全国の64歳以下の障害者数は約766万人で、
障害者のひと月の平均賃金は1万5000円程度だという。
一方、日本の農業を支えているのは昭和ひと桁世代。
増え続けている耕作放棄地は埼玉県の面積と並んでいる状況だ。
賃金が低くて働く場のない障害者と、担い手を求めている農業を
マッチングしたらどうだろうという思いから始まり、
障害者が農業をする取り組みを進めている。
「これまで障害者はサービスを享受する主体でしたが、
役割を持つことでサービスを提供する主体になるべきです。
つまり障害者に光を当てるのではなく、
障害者が光を当てるような取り組みをやっていかなければいけません」
山口県立大学国際文化学部長の水谷由美子さんは、
山口の文化や自然などの地域資源に着目したファッションを発信している。
農作業で着たいおしゃれな服がないということで、
3年前から安倍昭恵夫人と共同開発しているのが〈mompekko(モンペッコ)〉だ。

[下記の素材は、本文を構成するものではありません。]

PR #409, opened 2017-04-26
[WIP] Add `--cleanup` flag

### LINKED ISSUE #96: Support --cleanup flag
The `--cleanup` flag is mutually exclusive to `--alter`. It indicates we wish to clean up _ghost_ and _changelog_ tables.

Like `--alter`, it would default to _noop_ (in which case it should print the `drop` statements), and would support `--execute`

jacobbednarz:
If a migration is interrupted or told to exit via a panic, the `gh-ost`
migration and changelog tables will be left behind and no cleanup will be
performed.

This updates `gh-ost` to support a `--cleanup` option which will go ahead
and remove these safely.

Fixes #96


jacobbednarz:
Swapped the title to include WIP since I can't add a label to do it.

jacobbednarz:
I've come back to this (finally, I know!) and I'm a bit torn on where this cleanup would take place. Would you agree this should live in [`finalCleanup()`](https://github.com/github/gh-ost/blob/master/go/logic/migrator.go#L1190`) just with some redefined logic and the existing cleanup tasks?

shlomi-noach:
> Would you agree this should live in finalCleanup() just with some redefined logic and the existing cleanup tasks?

I'm ambivalent. Because `finalCleanup()` assumes a migration has been executed. This, it prints out the `show create table` and has some considerations for `TestOnReplica`.

However in our case what we really want is to just forcibly drop the ghost and changelog table.

I'd say create a new function to do that.

jacobbednarz:
Closing this for now since I don't have the time to focus on it.

Issue #414, opened 2017-05-05
postpone-cut-over-flag-file is useless without a touched file


et:
Hi all, thank you for building such a great tool.

I just wanted to provide some feedback on the `postpone-cut-over-flag-file` where I was simply copying a call to `gh-ost` with this option set as `--postpone-cut-over-flag-file=/tmp/ghost.postpone.flag`.
I ran a 36 hour migration and `gh-ost` tried to do the cut over before timing out due too much traffic.

Unfortunately, I neglected to `touch /tmp/ghost.postpone.flag` before starting `gh-ost`. Hence, I need to re-run the migration from scratch -- of course remembering to `touch` that file first so I can manually handle the cut over during low traffic.

Is there a particular reason why if this option is set to something, `gh-ost` can't just `touch` the file automatically?

shlomi-noach:
@et thank you. There is a (potentially minor?) consideration for what happens if `gh-ost` is unable to touch the file due to permission limitations. Should it bail out?

Otherwise I think this is some legacy consideration. I think we should be good to have `gh-ost` touch the file upon startup. It makes sense.

shlomi-noach:
Addressed by #415 
I'm not sure how I feel about this at this time.

Just to share how we do it: we always indicate a `--postpone-cut-over-flag-file=/etc/some-constant-file.flag`. Our `puppet` setup ensures the file exists. That is, we _always_ postpone the cutover. We don't need `gh-ost` to create the file because it's always there. We cut-over not by deleting the file, but by issuing a `cut-over` command.

I can now see that #415 can affect tests and automation built around `gh-ost`. I'll think about it some more.

et:
Thanks a ton for the feedback @shlomi-noach.
It definitely was a small "gotcha" that I failed to notice.

> I can now see that #415 can affect tests and automation built around gh-ost. I'll think about it some more.

If this seems unreasonable, how about bailing out if that option is specified but the file doesn't exist? Seems better to bail now rather than days later 😉

et:
@shlomi-noach - one more suggestion. What about a new flag called `--postpone-cut-over` that postpones the cut over regardless of the presence of a file?

shlomi-noach:
@et thank you and sorry for the delay; had a lot on my plate. `--postpone-cut-over` is a good suggestion. There's other options, too; let me pick one and will make most sense.

groenewold-pythian:
We were also bit by this one. Wondering if you reached out any conclusion yet?

[...]

PR #415, opened 2017-05-07
-postpone-cut-over-flag-file implies touching indicated file

shlomi-noach:
fixes https://github.com/github/gh-ost/issues/414

With this PR, when `--postpone-cut-over-flag-file=...` is given, `gh-ost` auto-creates the file (or, if the file already exists, does nothing).


shlomi-noach:
This will be sent to testing ; there's a queue right now; I'd expect to roll this out in two weeks or so. Sorry for this late submission, cc @et @groenewold-pythian

shlomi-noach:
Sent to testing

Issue #418, opened 2017-05-17
Demote --critical-load from exiting process to pausing it


ggunson:
I discussed this with @shlomi-noach on Monday: 

`--critical-load` is currently a copy of a flag from pt-online-schema-change: in the event that that value is hit (e.g. high threads_running), gh-ost panics and dies. 

This behaviour makes sense in pt-online-schema-change because it has triggers on the master/host that copy writes from the old to new table, so on things going badly, you want those triggers removed since they impede performance.

With gh-ost, however, if its copy thread is paused, there's no extra load on the master (the gh-ost tables are there, but no write activity is going to them). So pausing gh-ost for a period of time looks the same to the master as gh-ost not running at all.

On that note, I suggest a new feature, where `--critical-load` is treated as a more severe `--max-load`, where gh-ost is paused for, say, an hour (or some other default value). This is on the idea that whatever bad thing just happened is temporary and/or fixable and we'd rather not lose hours/days of table copying because of it. And if things were fixed before that hour is up, gh-ost could be unpaused.

shlomi-noach:
We can introduce this new behavior without breaking backwards compatibility by adding some `--critical-load-sleep-seconds`

- would default `0`
- if nonzero, then it overrides the `panic` executed today on `critical-load`, and instead go to sleep. During that sleep, `gh-ost` will not issue _any queries_. At the end of the sleep, `gh-ost` resumes work as usual (and of course may hit `critical-load` again and go to sleep again).

tomkrouper:
When I first read the title of this, I was thinking... I don't like it. Then I read the explanation, and I'm like :+1: :+1:. I like the idea and the implementation idea.

vjanelle:
Instead of a specific amount of time, you could also implement an exponential backoff.

shlomi-noach:
> Instead of a specific amount of time, you could also implement an exponential backoff.

that could work well, too.

shlomi-noach:
For now, #424 is merged with a CLI flag `--critical-load-hibernate-seconds`, and without exponential backoff. We will be running this in production for some time before re-considering whether we need a more elaborate backoff or whether the pre-set hibernation time is good enough.

PR #424, opened 2017-05-24
hibernate on critical-load

shlomi-noach:
Fixes https://github.com/github/gh-ost/issues/418

This PR introduces `--critical-load-hibernate-seconds`. This flag defaults `0` (in which case the new feature introduced in this PR is disabled)

when `critical-load-hibernate-seconds > 0`, then the behavior of `critical-load` changes. Instead of panicking and bailing out with error, `gh-ost` enters hibernation.

As opposed to throttling, hibernation implies absolutely no queries on neither master not migrated server. No heartbeats; no throttle checks; no replication lag checks; nothing.

When `gh-ost` awakes from hibernation, it's all back to normal, and throttling checks take place as usual, and of course it may potentially re-enter hibernation if `critical-load` is still met.

cc @ggunson @github/database-infrastructure

### DIFF
--- a/go/base/context.go
+++ b/go/base/context.go
@@ -40,8 +40,9 @@ const (
 type ThrottleReasonHint string
 
 const (
-	NoThrottleReasonHint          ThrottleReasonHint = "NoThrottleReasonHint"
-	UserCommandThrottleReasonHint                    = "UserCommandThrottleReasonHint"
+	NoThrottleReasonHint                 ThrottleReasonHint = "NoThrottleReasonHint"
+	UserCommandThrottleReasonHint                           = "UserCommandThrottleReasonHint"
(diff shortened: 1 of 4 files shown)


shlomi-noach:
TODO: on leaving hibernation, `gh-ost` has no up-to-date metrics. It shouldn't just resume work; it must first run a collection of throttle-metrics, inject heartbeat etc. Only then should it resume work.

This is somewhat complicated to achieve and supervise, since most of these processes are independent.

shlomi-noach:
I believe https://github.com/github/gh-ost/pull/424/files/3955a6d67f80404d1f2611b82023ba4daeda423c..ad47f7c1477780020631627514d3ef168e8f71ff#diff-6298c3b05013fa1f1cc736d61051b34eR292 should do well.

PR #426, opened 2017-06-05
Update to state RDS works, but has it's own limitations

groodt:
clarifying RDS & Google cloud support


shlomi-noach:
thank you!

groodt:
No problem.

PR #427, opened 2017-06-05
[WIP] Localtests to run in CI and possibly locally

shuhaowu:
This is supposed to be a PR that makes it possible to run localtests in CI and locally. However, I'm tagging it a WIP until it actually works, as I have encountered several issues that I don't quite know how to resolve. 

### How it works

The previous CI script simply installs Go, builds the gh-ost binary, and then runs `go test`, which AFAICT does not cover a large portion of the code base. 

The new CI setup works by performing several steps:

1. Installs Percona server 5.7 (we can change the flavour and version here if we want, but travis uses 5.5 and that's quite old).
2. Sets up two instances of MySQL running from the travis user and set replication up between them.
3. Builds the gh-ost binary with the Go provided by travis so we don't need to download it again.
4. Run the Go unittests.
5. Run the localtests.
6. Shutdown mysql as otherwise the build will hang as Travis detect that we still have processes running.

The build step (`02-install-ghost.sh`) and the localtest step (`04-run-localtests.sh`) are currently a modified version `script/build` and `localtests/test.sh`. 

### Issues

I noticed that when running the localtests, I see in the logs that gh-ost produces in stdout that seems to indicate it has errored:

```
2017-06-05 13:57:22 ERROR replication not running; Slave_IO_Running=No, Slave_SQL_Running=No
goroutine 132 [running]:
runtime/debug.Stack(0x5c, 0x42, 0x0)
        /home/travis/.gimme/versions/go1.7.linux.amd64/src/runtime/debug/stack.go:24 +0x79
runtime/debug.PrintStack()
        /home/travis/.gimme/versions/go1.7.linux.amd64/src/runtime/debug/stack.go:16 +0x22
github.com/github/gh-ost/vendor/github.com/outbrain/golib/log.logErrorEntry(0x2, 0x8cac60, 0xc4201e7730, 0x5015a0, 0xc4203b2f58)
        /home/travis/gh-ost/.gopath/src/github.com/github/gh-ost/vendor/github.com/outbrain/golib/log/log.go:178 +0x10b
github.com/github/gh-ost/vendor/github.com/outbrain/golib/log.Errore(0x8cac60, 0xc4201e7730, 0x8cac60, 0xc4201e7730)
        /home/travis/gh-ost/.gopath/src/github.com/github/gh-ost/vendor/github.com/outbrain/golib/log/log.go:224 +0x3e
github.com/github/gh-ost/go/logic.(*Throttler).collectReplicationLag.func1(0xc4201d2f78, 0x1)
        /home/travis/gh-ost/.gopath/src/github.com/github/gh-ost/go/logic/throttler.go:105 +0xd1
created by github.com/github/gh-ost/go/logic.(*Throttler).collectReplicationLag
        /home/travis/gh-ost/.gopath/src/github.com/github/gh-ost/go/logic/throttler.go:124 +0x129
``` 

In fact, you can see this error yourself at: https://travis-ci.org/shuhaowu/gh-ost/builds/238507173

However, when I examined the actual mysql databases, I can clearly see that replication is setup:

```
mysql> show slave status\G;
*************************** 1. row ***************************
               Slave_IO_State: Waiting for master to send event
                  Master_Host: 127.0.0.1
                  Master_User: repl
                  Master_Port: 20001
                Connect_Retry: 60
              Master_Log_File: mysqld-bin.000002
          Read_Master_Log_Pos: 1651
               Relay_Log_File: ghostci-relay-bin.000010
                Relay_Log_Pos: 457
        Relay_Master_Log_File: mysqld-bin.000002
             Slave_IO_Running: Yes
            Slave_SQL_Running: Yes
       .....
```

Despite the error in the log, the test is marked as passed. I'm not quite sure what is causing this at the moment, perhaps someone can chime in here?

-----------------------

The other issue that I'm having is that this script setup is not very usable for the local environment without some more manual steps. I can confirm that you can spin up a ubuntu precise box and manually run these scripts in the order (with some additional commands with respect to installing mysql and go). 

In fact, I have a set of scripts that spins up a ubuntu precise LXC and run the travis tests. However, I'm not sure if I should include these scripts to provide a way to run these tests locally as everyone's environment is so different and the scripts are fairly hacky.


.travis.yml
```diff
@@ -1,20 +1,35 @@
 # http://docs.travis-ci.com/user/languages/go/
 language: go
 
-go: 1.8
+go: 1.7
```
shuhaowu: I noticed that we only use go1.7 as we fetch go ourselves, so updated this to match.

travis/04-run-localtests.sh
```diff
@@ -0,0 +1,137 @@
...
+    --verbose \
+    --debug \
+    --stack \
+    --execute ${extra_args[@]}"
+  echo_dot
+  echo $cmd > $exec_command_file
+  echo_dot
+  bash $exec_command_file 1> $test_logfile 2>&1
+
+  execution_result=$?
```
shuhaowu: This is 0 even tho we have the error from the replication setup in another goroutine.

travis/04-run-localtests.sh
```diff
@@ -0,0 +1,137 @@
...
+      echo "+ FAIL"
+      return 1
+    else
+      echo
+      echo "+ pass"
+    fi
+    $SLAVE_MYSQL -e "start slave"
+    echo "LOG FOR $test_name"
+    cat $test_logfile
+    break
```
shuhaowu: I'm breaking this for now because every test case contains the error saying replication is not setup. Otherwise we get spammed. Alternatively if I hide the logs it will just say everything passed.

.travis.yml
shlomi-noach: I might experiment with go1.8 plugin, in which case this would _need_ to be `1.8` and not `1.7`. This work is not imminent, so this is a heads up.

laceypm: What is it for?

shlomi-noach: @laceypm please explain your question, since otherwise I expect to mark you as a pammy user.

timvaillancourt:
@shuhaowu since this PR was created we discontinued the use of Travis CI and moved to GitHub Actions for CI tasks

Unfortunately this PR cannot be merged because this would undo that progress. We are happy to accept a PR that would adapt these changes with GitHub Actions, however. I apologize for the late/frustrating reply! 😞

PR #440, opened 2017-07-05
freno-aware http-throttler

shlomi-noach:
For convenience purposes, `gh-ost` heuristically guesses whether the `throttle-http` service is in fact [freno](https://github.com/github/freno)

If so, the throttle messages turn to be more user friendly. Instead of `throttled: http=417`, we print `throttled: freno: threshold exceeded`

Even if it isn't a `freno` throttler, we print the textual representation of status codes. E.g. `404` is `Not found` etc.

cc @github/database-infrastructure

### DIFF
--- a/go/logic/throttler.go
+++ b/go/logic/throttler.go
@@ -8,6 +8,7 @@ package logic
 import (
 	"fmt"
 	"net/http"
+	"strings"
 	"sync/atomic"
 	"time"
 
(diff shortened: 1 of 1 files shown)


shlomi-noach:
in prod:

```
Copy: 306300/7948470 3.9%; Applied: 52; Backlog: 100/100; Time: 26s(total), 25s(copy); streamer: mysql-bin.012580:763286125; State: throttled, freno: access forbidden (http=417); ETA: 10m26s
```

shlomi-noach:
in prod:
```
Copy: 584500/7948475 7.4%; Applied: 423; Backlog: 0/100; Time: 54s(total), 53s(copy); streamer: mysql-bin.012580:786210546; State: throttled, freno: threshold exceeded (http=429); ETA: 11m7s
```

PR #250, opened 2018-10-24
Add DHT packet handler to be handled in client only

NamsooCho:


src/toxcore/dht/server/hole_punching.rs
```diff
@@ -211,6 +211,12 @@ impl HolePunching {
 mod tests {
     use super::*;
 
+    #[test]
+    fn hole_punchiong_clonable() {
```
kpp: We don't mix features. So you have to create another PR for that test.

src/toxcore/dht/server/mod.rs
```diff
@@ -696,12 +696,30 @@ impl Server {
...
                     Error::new(ErrorKind::Other,
-                        format!("Packet is not handled {:?}", p)
-                )))
-            }
+                               format!("Packet is not handled {:?}", packet)
+                    )))
+            },
+            // This packet should be handled in client only
+            Packet::OnionDataResponse(packet) => {
+                debug!("This packet should be handled in client only, {:?}", packet.clone());
```
kurnevsky: No need to clone packet.

src/toxcore/dht/server/mod.rs
```diff
@@ -696,12 +696,30 @@ impl Server {
...
+                Box::new(future::err(
+                    Error::new(ErrorKind::Other,
+                               format!("Packet is not handled {:?}", packet)
+                    )))
+            },
+            // This packet should be handled in client only
+            Packet::OnionAnnounceResponse(packet) => {
+                debug!("This packet should be handled in client only, {:?}", packet.clone());
```
kurnevsky: No need to clone packet.

PR #253, opened 2018-10-26
Fix connection_id verification

kurnevsky:


kpp:
What about code coverage? I don’t see the report.

kurnevsky:
@kpp you can see it if you unfold the checks list: https://coveralls.io/builds/19748725

kpp:
`coverage decreased (-0.03%) to 95.144%` but that's fine.

PR #256, opened 2018-10-29
Fix NLL warnings

NamsooCho:


src/lib.rs
```diff
@@ -5,6 +5,9 @@ Repo: https://github.com/tox-rs/tox
 
 */
 
+// TODO: uncomment this feature when NLL is supported by stable rustc
+//#![feature(nll)]
```
kpp: Remove these comments. We will enable it soon, no need to keep TODO in the code

PR #257, opened 2018-10-30
DHT cache precomputed keys

NamsooCho:


src/toxcore/dht/server/mod.rs
```diff
@@ -208,9 +211,17 @@ impl Server {
             lan_discovery_enabled: true,
             is_ipv6_enabled: false,
             initial_bootstrap: Vec::new(),
+            precomputed_keys: Arc::new(RwLock::new(HashMap::new())),
         }
     }
 
+    /// Get PrecomputedKey of a peer or newly make and save it.
+    fn get_precomputed(&self, pk: PublicKey) -> PrecomputedKey {
+        let mut precomputed = self.precomputed_keys.write();
```
kpp: Well, better take `read` lock first, then `write` to insert missing precomputed key.

NamsooCho: The `entry()` is good for HashMap on this purpose.
One read lock and one write lock can not be used in same scope.

kpp: Then you should end the scope or `read` lock to get `write` lock.

src/toxcore/dht/server/mod.rs
```diff
@@ -74,6 +75,25 @@ struct ServerBootstrapInfo {
     motd_cb: Arc<Fn(&Server) -> Vec<u8> + Send + Sync>,
 }
 
+/// Struct that contains PrecomputedKey of a peer and last time it is accessed.
+#[derive(Clone)]
+pub struct PrecomputedKeyAndTime {
+    /// PrecomputedKey of a peer.
+    precomputed_key: PrecomputedKey,
+    /// last time of accessing precomputed_key.
+    pub last_time: Instant,
```
kpp: Why do you keep `last_time`? What's that for?

NamsooCho: It is for removing precomputed keys.
If last_time span is greater than KILL_NODE_TIMEOUT then it is removed.

src/toxcore/dht/server/mod.rs

src/toxcore/dht/server/mod.rs
kpp: You don't need to duplicate it. Once you remove the node you can remove the key by node' PK

NamsooCho: https://github.com/tox-rs/tox/blob/9309968c7ae68dccfc9b22a1687beea7989e67c2/src/toxcore/dht/server/mod.rs#L763-L765

When we handle ping_request we create and save precomputed key.
But it is possible we don't add peer into `nodes_to_ping` by `ping_add` if the peer can not be added to close_node.
This means that we just responds with ping_response, no ping_id was created, no node is added to close_nodes.
So, we need to maintain separated `last_time` field. Right?

NamsooCho: Then we can maintain precomputed key only for addable node to close_nodes.

kurnevsky: I'd suggest to use https://github.com/jeromefroe/lru-rs
We can't evict precomputed keys using time policy only - it can lead to OOM if someone decides to dos us with different keys. So we have to set limit anyway. But if we have limit and eviction strategy based on size we don't need to store time anymore.

kurnevsky: Another way we can handle it - store precomputed keys inside `DhtNode`. But this will work only for nodes that we have in our `Ktree`.

NamsooCho: I prefer `LRU' @kpp ?

kurnevsky: Or perhaps we can have global cache using https://github.com/jaemk/cached

NamsooCho: It is needed to test which case is more efficient, one case is not using precomputed keys, the other case is using `LRU` or storing precomputed key inside `DhtNode`

src/toxcore/dht/server/mod.rs
```diff
@@ -208,9 +216,21 @@ impl Server {
             lan_discovery_enabled: true,
             is_ipv6_enabled: false,
             initial_bootstrap: Vec::new(),
+            precomputed_keys: Arc::new(RwLock::new(LruCache::new(PRECOMPUTED_LRU_CACHE_SIZE))),
         }
     }
 
+    /// Get PrecomputedKey of a peer or newly make and save it.
+    fn get_precomputed_key(&self, pk: PublicKey) -> PrecomputedKey {
+        let mut precomputed_cache = self.precomputed_keys.write();
```
kpp: Better optimize it as:

1. try read lock first
2. if cache for PK has a value -> return it

3. if cache is empty
4. close read lock
5. open write lock
....

NamsooCho: https://docs.rs/lru/0.1.9/lru/struct.LruCache.html#method.get

Even `get()` requires mutable.

kpp: But https://docs.rs/lru/0.1.9/lru/struct.LruCache.html#method.contains does not.

@kurnevsky is this optimization worth implementing?

NamsooCho: contains returns `bool`.
if `contains` returns `true` then open write lock.
if `contains` returns `false` then open write lock.

kpp: if contains returns false you can compute PrecomputedKey and after that take write lock. That will reduce the time you spend in the critical section. But we'd better benchmark it.

kurnevsky: @kpp this cache takes `&mut self` on get because it tracks frequency for each element how often you get it so it can evict the less used elements. So it means that we have to acquire write lock if we want to either get or add a new key. And I think one lock is preferable because acquiring a lock should be slow operation. Minimizing instructions into critical section shouldn't worth it.

kpp: Ok

src/toxcore/net_crypto/mod.rs
```diff
@@ -173,31 +173,6 @@ impl NetCrypto {
         self.connections.read().get(&pk).cloned()
     }
 
-    /// Create `CookieResponse` packet with `Cookie` requested by `CookieRequest` packet
-    fn handle_cookie_request(&self, packet: &CookieRequest) -> Result<CookieResponse, Error> {
```
kpp: Why did you move this function from NetCrypto into DhtServer? That is not a solution.

src/toxcore/dht/server/mod.rs
```diff
@@ -1378,6 +1394,11 @@ impl Server {
     pub fn set_net_crypto(&mut self, net_crypto: NetCrypto) {
         self.net_crypto = Some(net_crypto);
     }
+
+    /// Get `PrecomputedKey`s cache.
+    pub fn get_precomputed_keys(&self) -> PrecomputedCache {
```
kpp: What's that function for?

src/toxcore/dht/precomputed_cache.rs
```diff
@@ -0,0 +1,42 @@
...
+
+/// LRU cache for `PrecomputedKey`s.
+///
+/// Calculation of `PrecomputedKey` from the `PublicKey`-`SecretKey` pair is an
+/// expensive operation. `PrecomputedKey`s should be cached whenever possible
+/// and reused later.
+#[derive(Clone)]
+pub struct PrecomputedCache {
+    sk: SecretKey,
+    precomputed_keys: Arc<RwLock<LruCache<PublicKey, PrecomputedKey>>>,
```
kpp: Maybe we should use Mutex instead of RwLock?

src/toxcore/net_crypto/mod.rs
```diff
@@ -139,6 +143,9 @@ pub struct NetCrypto {
     /// Long term keys by IP address of DHT node map. `SocketAddr` can't be used
     /// as a key since it contains additional info for `IPv6` address.
     keys_by_addr: Arc<RwLock<HashMap<(IpAddr, /*port*/ u16), PublicKey>>>,
+    /// Lru cache for precomputed keys. It stores precomputed keys to avoid
+    /// redundant calculations.
+    precomputed_keys: PrecomputedCache,
```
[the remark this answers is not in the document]
kurnevsky: What do you mean? The size is defined in dht `Server`, and the cache is shared with `net_crypto`.

src/toxcore/dht/server/mod.rs
kurnevsky: It will be used to get cache from the `Server` to use it in other modules like `net_crypto`. It's supposed to be shared. Otherwise it makes little sense to have cache in `net_crypto`.

src/toxcore/net_crypto/mod.rs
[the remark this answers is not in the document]
kpp: No it's not shared. We will have to create an instance of cache inside tox-node/src/main.rs

src/toxcore/dht/server/mod.rs
kpp: Alright. Show me usage in examples/dht.rs.

src/toxcore/net_crypto/mod.rs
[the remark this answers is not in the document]
kurnevsky: That's why I added `get_precomputed_keys` function in the `Server`. We can take the cache from server and give it to `net_crypto`.

src/toxcore/dht/server/mod.rs
kurnevsky: There is another way it could be done - just pass this cache as arg to both `Server::new` and `NetCrypto::new`. But I decided that it can be created internally in the `Server` and taken later with this method. In this way `Server::new` has less args.

kpp: Can we set the cache for net_crypto when we call DhtServer::set_net_crypto?

kurnevsky: In this case we will have to create it in `NetCrypto` and then drop it and replace with cache from `DhtServer` - it's a bit untidy.

NamsooCho:
Before LRU

before


Using LRU

after

PR #258, opened 2018-10-30
Do not remove links from the first client when the second client disconnects

kurnevsky:


src/toxcore/tcp/server/server.rs
```diff
@@ -542,6 +546,21 @@ mod tests {
         assert_eq!(packet.unwrap(), Packet::RouteResponse(
             RouteResponse { pk: client_pk_2, connection_id: 16 }
         ));
+
+        {
+            // check links
+            let state = server.state.read();
+            {
```
kurnevsky: It seems these blocks are unnecessary?

kpp: Right

kpp: Done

山口には柳井縞という伝統的な織物があるが、手織りは高価で農作業着に向かない。
それを機械織りで「やまぐち縞」としてアレンジして、
若い人も着たくなるようなデザイン性のある実用的な農作業着が誕生した。
「年に一度、農ガールズコレクションというファッションショーをしています。
今年は全国でも珍しい海に面した油谷の美しい棚田の自然から着想を得た、
やまぐち縞を開発しました」
秋好陽介さんが設立したランサーズ株式会社は、
インターネットを使って第三の働き方をつくることをヴィジョンに掲げて、
クラウドソーシングサービスを提供している。
このサービスを活用している約15万社のうち半数は東京の企業で、
仕事を受注する70万人近い個人の7~8割は地方在住者。
つまり東京の仕事を地方に再分配するという状況が生まれている。
ほかにも、奄美市でのフリーランス支援や福岡市への移住支援など、
10の地域とプロジェクトを展開。
「2016年までには100の地域とこうした取り組みをしたいですし、
2020年には日本を中心としたアジアで、1000万人の
場所と時間にとらわれない働き方を実現できればと思っています」
地方の絶品を発掘する奇跡のスーパーと名高い〈福島屋〉。
その代表を務める株式会社福島屋の福島徹さんは、おいしさの原点は土だと考えている。
「人間も自然のなかの生き物であることを自覚すると、
おいしいということを理解できる」と福島さんは主張。
そのなかで生産と販売、顧客が三位一体になって、事業化を進めるのが福島屋の信条だ。
「三位一体の事業化に大切なのは、オープンにすること。
仕入れ値、卸値などをお金のこともひとつの事業体のなかで
オープンにするとロスが非常に少なくなり、なおかつ土壌や環境も整う。
そして結果的に各家庭の食卓も整って、健康にも環境にも寄与できるのです」
収穫後なるべく早く食べることが、何よりもおいしいのはわかっている。
そのうえでさまざまな流通手段を整理しながら、
現実的な社会にフィットさせていくことが課題と考えている。
東日本大震災のボランティアで被災地と関わったのがきっかけで、
NPO法人〈アスヘノキボウ〉を設立し、宮城県女川町で活動する小松洋介さん。
女川町は民間の活力が強いまちで、震災の約1か月後に
女川町復興連絡協議会が立ち上がり、全産業界がひとつになって再建を模索。
小松さんは民間による復興計画の作成や、各社の事業支援、
スタートアップ支援などをこれまで行ってきた。
「公民連携だけでなく、地域外の企業や個人、地域とともに
まちをつくろうという話にはなるのですが、
それぞれの使っている“言語”やルールが違う。
僕らはハブ的な役割としてそれぞれをつないで調整しながら、
女川の課題を解決していくことが大事だということを震災復興のなかで学びました」
以上の15名のプレゼンテーションはどれも実に魅力的で、
明るくバイタリティに溢れた人柄だからこそ、
決して簡単ではないプロジェクトを実現できているのだと感じさせる場面が多々あった。
フォーラム終了直後からさっそくさまざまな交流が見られ、
地域創生の新たなアイデアやネットワークが生まれる有意義な場となったようだ。
主催者であるNPO法人〈BeGood Cafe〉代表のシキタ純さんは、
フォーラムを終え、あらためて次のような展望を語っている。
「BeGood Cafeでは、これまでも多くの課題と
魅力的な資源を抱える地域を元気にするため、
さまざまなプロジェクトを行なってきました。
SUPER VISIONSとしての開催は今回が2回目ですが、
いままでのネットワークを生かし、短い時間で参加者全員のつながりを生み出し、
より実践的で具体的なアクションが可視化することを目指しました。
実際に今回のフォーラムをきっかけにいくつもの成果が見えてきています。
次の課題は、どのようにして輪をもっと広げるか。
生まれつつある小さな成果たちをどう最大化するか。